"ve en önemli" - Translation from Turkish to Arabic

    • وأهم
        
    • والأكثر أهمية
        
    • وأهمية
        
    • و أهم
        
    • وقبل كل
        
    • وقبل كلّ شيء
        
    • ومتوج بعقده في اعلاه
        
    Benim bu gezegendeki en güzel ve en önemli yaratıklarım. Open Subtitles بالنسبة لي انهن أجمل وأهم مخلوق على هذا الكوكب
    Hayır. Nathan ve Jamie'nin hayatımdaki en iyi ve en önemli şeyler olduğuna katılıyorum. Open Subtitles لا، فأنا أرى بأن نيثن وجيمي أفضل وأهم شئ حدث لي
    Geçmişi değiştirmedeki yolculuğumda, ilk ve en önemli adımdı. Open Subtitles لقد كانت أول وأهم خطوة في رحلتي لتغيير الماضي
    Ancak ilk ve en önemli işim insanlar cinsellik hakkında konuştuğunda tamamen tarafsız kalmak, utanç, şaşırma, yargılama olmadan, nerede olduğumun TED ولكن مهمتي الأولي والأكثر أهمية هو أن أبقى محايدة عندما أتحدث عن أي شيء ذي طابع جنسي، لا إحرج ولا دغدغة، ولا إصدار أحكام ولا خجل، بغض النظر أينما كنت.
    - Size kuşkusuz anlattıkları gibi, bu bizim en gizli ve en önemli operasyonumuz. Open Subtitles هذا واحد من أكثر أماكن البحث سرية وأهمية لدينا
    Elimden bir şey gelmez ama şunu belirteyim aylardır üzerinde çalıştığımız en büyük ve en önemli operasyonlarımızdan biri Austin'de suya düştü. Open Subtitles لا يمكنني سوى أنْ ألاحظ كيف إنّ واحدة من أكبر و أهم عملياتنا الت كنّا نعدّ لها منذ أشهر
    İlk ve en önemli işlevi, bir insana başkasının üzerinde koz oluşturmasıdır.
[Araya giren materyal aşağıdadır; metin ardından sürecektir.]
PR #3000, opened 2025-03-17
Postgres Scale Up/Down Frontend

byucesoy:
**Add form title to resource creation form**

This form can be embedded to resource details page. In such cases, it would be
better to have a title for the form to indicate what the form is for.

**Add pre-selected options to the resource creation form**
These will be used to display forms with some options pre-selected, primarily
to update configurations of existing resources.

**Display different buttons on the resource creation form based on mode**
We are planning to re-use the resource creation form for both creating and
updating resources. This commit adds a new mode attribute to the form and
uses it to display different buttons based on the mode.

**Add PATCH support to resource creation form**
This form can be used to create a new resource or to update an existing one.
To update an existing resource, we need to send a PATCH request to the server.
This commit adds ability to send PATCH requests to the backend.

HTML forms unfortunately do not support PATCH requests. There are 2 common ways
to work around this limitation:
1. Send regular `POST` request with special hidden input and backend can handle
the request as if it is `PATCH` based on the hidden input field.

Open Subtitles أولا ً وقبل كل شيء، إنه السلطة التي يملكها الشخص ضد الآخر
    Öncelikli ve en önemli olan şey dünyaya karşı duruşumuz. Open Subtitles في المقام الأول وقبل كلّ شيء هو الوجه الذي نظهره للعالم
    ve en önemli şey üstünde kurdele olması Open Subtitles ومتوج بعقده في اعلاه
    Memelerin farkına varmak meme sağlığının ilk ve en önemli aşamasıdır. Open Subtitles ملاحظة الثديين هو أول، وأهم جزء في صحة الثدي.
    Kibir ve korku seni hâlâ en basit ve en önemli dersi öğrenmekten alıkoyuyor. Open Subtitles الغرور والخوف ما زالا يمنعانك من تعلّم أبسط وأهم درس في الوجود.
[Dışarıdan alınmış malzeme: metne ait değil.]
PR #3003, opened 2025-03-17
Destroy Child Strands of K8s Provision Prog on Destroy

aamederen:
This specific case happens if the cluster is destroyed when the Provision prog is in wait_bootstrap_rhizome step.

### DIFF
--- a/prog/kubernetes/provision_kubernetes_node.rb
+++ b/prog/kubernetes/provision_kubernetes_node.rb
@@ -21,6 +21,7 @@ class Prog::Kubernetes::ProvisionKubernetesNode < Prog::Base
 
   def before_run
     if kubernetes_cluster.strand.label == "destroy" && strand.label != "destroy"
+      strand.children.each(&:destroy)
       pop "provisioning canceled"
     end
   end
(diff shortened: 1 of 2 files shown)


fdr:
I don't think `BootstrapRhizome` implements destroy, and neither does `InstallRhizome`. Which is probably an oversight. But also represents a challenge for the compositional model used by the entire program (small progs have to do boilerplate to implement destroy). And that one uses `bud` most cases and the other uses `push` is almost an artifact of the earliest days of the program where I was trying out both (these days I think I should have focused on making `bud` more usable and not used `push` at all).

I guess for now we can bulldoze through both of those, by adding uninteresting `before_run` hooks.

fdr (changes requested):
need `before_run` on the composed progs  to make it effective :(

aamederen:
@fdr I think there are a few issues with implementing the `before_run` in Rhizome progs:
1. I was hesitant to touch BootstrapRhizome or InstallRhizome, as they are more commonly used, and wanted to fix this specific case in my limited domain. It's pretty safe to destroy rhizome strands as is **for now**.
1. Rhizome progs have `sshable` as subjects, and those cannot know whether they are destined to be destroyed, so the `before_run` block would even be uglier.
1. For k8s specific case, we don't do `Vm#incr_destroy` until the child processes are cleaned. So that also need to be reworked...

A better fix could revolve around #2722

PR #3004, opened 2025-03-17
Allow VmHost#download_boot_image with Default Version

aamederen:
We have a list of default options in the DownloadBootImage prog, so we can use it to allow default values when initiating download from the console on a host.

We can follow up with making the version in BootImage not null. In prod, we have 6 boot images with version: nil left.

### DIFF
--- a/prog/download_boot_image.rb
+++ b/prog/download_boot_image.rb
@@ -10,7 +10,7 @@ class Prog::DownloadBootImage < Prog::Base
   end
 
   def version
-    @version ||= frame.fetch("version") { default_boot_image_version(image_name) }
+    @version ||= frame.fetch("version", nil) || default_boot_image_version(image_name)
   end
 
   def download_from_blob_storage?
@@ -133,13 +133,9 @@ class Prog::DownloadBootImage < Prog::Base
   end
 
   label def start
-    # YYY: we can remove this once we enforce it in the database layer.
-    # Although the default version is used if version is not passed, adding
-    # a sanity check here to make sure version is not passed as nil.
-    fail "Version can not be passed as nil" if version.nil?
-
     fail "Image already exists on host" if vm_host.boot_images_dataset.where(name: image_name, version: version).count > 0
 
+    # YYY: we should enforce version of boot image in the database layer.
     BootImage.create_with_id(
       vm_host_id: vm_host.id,
       name: image_name,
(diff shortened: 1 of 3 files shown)


prog/download_boot_image.rb
```diff
@@ -133,13 +133,9 @@ def blob_storage_client
...
 
   label def start
-    # YYY: we can remove this once we enforce it in the database layer.
-    # Although the default version is used if version is not passed, adding
-    # a sanity check here to make sure version is not passed as nil.
-    fail "Version can not be passed as nil" if version.nil?
-
     fail "Image already exists on host" if vm_host.boot_images_dataset.where(name: image_name, version: version).count > 0
 
+    # YYY: we should enforce version of boot image in the database layer.
```
fdr, line 138: Meh, no need to spawn more `YYY`, and what does it mean to enforce anyway? They were intended to be for stuff that solved in a timely manner and deleted from the ancient era,  but I never did, at least for some.

Funny thing, why `YYY`? Because in Postgres, `XXX` is the upstream string for suggestions to do things later, and when I worked on a fork of Postgres at Truviso, we wanted our own string, so, why not increment the byte in all three places: `YYY`.

That said, I actually don't care for the practice, except to mark things in development that really ought to be deleted, i.e. someone is really going to grep them and do something about them, which can happen in the alpha stage of a project or in complex out-of-tree patchsets. I would just as soon accept a patch to purge all our `YYY` comments. The nominal state should be no `YYY` comments.

prog/download_boot_image.rb
```diff
@@ -133,13 +133,9 @@ def blob_storage_client
   end
 
   label def start
-    # YYY: we can remove this once we enforce it in the database layer.
-    # Although the default version is used if version is not passed, adding
-    # a sanity check here to make sure version is not passed as nil.
-    fail "Version can not be passed as nil" if version.nil?
```
enescakir, line 139: Why are we removing this check? Shouldn't it automatically get the default version if an empty version is passed? So it shouldn't be nil anyway?

prog/download_boot_image.rb
```diff
@@ -10,7 +10,7 @@ def image_name
   end
 
   def version
-    @version ||= frame.fetch("version") { default_boot_image_version(image_name) }
+    @version ||= frame.fetch("version", nil) || default_boot_image_version(image_name)
```
enescakir, line 13:
```suggestion
    @version ||= frame["version"] || default_boot_image_version(image_name)
```

prog/download_boot_image.rb
aamederen: All I agree, except this is not a new `YYY`, but a partial address of an existing one.

PR #3008, opened 2025-03-18
Separate Sshable user and initial unix user in assemble_with_sshable

fdr:
This patch is intended to be a semantic no-op as applied, but once
managed services have been adapted to install their `rhizome` programs
into the `rhizome` home directory and use the `rhizome` user to
execute them (like `VmHost`s), the call sites currently specifying
`sshable_unix_user: "ubi"` can stop specifying `sshable_unix_user` and
rely on the default value `rhizome`.

`Sshable` was originally designed exclusively for the `rhizome` user
to support running its programs. This changed in commit
51ee43807c172f42312773fc10ce9cd6750b3843 to support E2E test cases
requiring standard cached SSH access without needing rhizome
installation (initially introduced in
68f0c7a8595318822e0b2877291dce66cd61ecf5).

It was later adapted for GitHub Actions, which learned to bypass the
`rhizome` upload phase for performance gains and meeting specific unix
user naming requirements for parity with first-party GitHub Action
Runners.  We saw firsthand that minor deviations here could lead to
confusion, including an inconsistency seen in the GitHub Actions
product: see e2329cc1ad27e2cd1e9e9183835fa429d7a52312.

It so happens both of these use cases involve using a single,
bootstrapped user as the only user clover is aware of or needs to be
aware of.  But, it was incorrectly extended to services with full
`rhizome` directories and upload steps.  This was an oversight.
Despite creating a separate `rhizome` user, `rhizome` programs were
loaded into the home directory of `ubi`, and both automation and
personnel used the same unix user to log in and `authorized_keys` file
to log in, which made `authorized_keys` more awkward to update than
the arrangement seen on VM Hosts, which was intended to be the default
arrangement.

Although both Sshable and Vm have parameters and database fields named
`unix_user`, they originated independently for distinct purposes. I
think their shared naming, while typically a useful heuristic for
coupling in Clover's codebase, contributed to this repeated oversight.

### DIFF
--- a/prog/ai/inference_endpoint_replica_nexus.rb
+++ b/prog/ai/inference_endpoint_replica_nexus.rb
@@ -17,8 +17,8 @@ class Prog::Ai::InferenceEndpointReplicaNexus < Prog::Base
 
       inference_endpoint = InferenceEndpoint[inference_endpoint_id]
       vm_st = Prog::Vm::Nexus.assemble_with_sshable(
-        "ubi",
         Config.inference_endpoint_service_project_id,
+        sshable_unix_user: "ubi",
         location: inference_endpoint.location,
         name: ubid.to_s,
         size: inference_endpoint.vm_size,
--- a/prog/dns_zone/setup_dns_server_vm.rb
+++ b/prog/dns_zone/setup_dns_server_vm.rb
@@ -20,8 +20,8 @@ class Prog::DnsZone::SetupDnsServerVm < Prog::Base
 
     DB.transaction do
       vm_st = Prog::Vm::Nexus.assemble_with_sshable(
-        "ubi",
         Config.dns_service_project_id,
+        sshable_unix_user: "ubi",
         location: location,
         name: name,
         size: vm_size,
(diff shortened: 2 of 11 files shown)


jeremyevans (approved):
The changes seem fine to me, but I'm not sure if this separates the arguments.  This looks like it just converts a required positional argument to an optional keyword argument.  Maybe the backstory should be inserted into the commit message?

fdr:
> The changes seem fine to me, but I'm not sure if this separates the arguments. This looks like it just converts a required positional argument to an optional keyword argument. Maybe the backstory should be inserted into the commit message?

there is an aliasing issue, in that both Vm has a `unix_user` (which is passed to `cloud-init`, and defaults to `ubi` on this platform), but so does Sshable, though Sshable began life being hard-coded to `rhizome`, but to the extent it grew the ability to be not-rhizome is due to a couple of particular carve-outs (a case in CI, as related in commit message said): 51ee43807c172f42312773fc10ce9cd6750b3843. So it really began as two unrelated concepts that got merged.

bsatzger (approved):

enescakir (approved):

byucesoy (approved):

furkansahin:
Why is everyone approving a draft pr?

    Ama dünya mükemmel değil. ve en önemli şey de seni hayatımda istiyor olmam. Open Subtitles لكن هذا ليس عالماً مثالياً وأهم شيء هو أنني أريدك في حياتي
    Olasılıkları yendik. Ses: Sanırım doğumgünü dileğin yerine geldi. MT: Ve bu aslında bana en son ve en önemli kartı bırakıyor: üzerinde bu hayli belirgin işareti olan. TED صوت: أعتقد أنك حصلت على أمنية ميلادك.م. ت: وهذا يتركني مع آخر، وأهم بطاقة على الاطلاق: تلك ذات العلامة الكبيرة جداً عليها.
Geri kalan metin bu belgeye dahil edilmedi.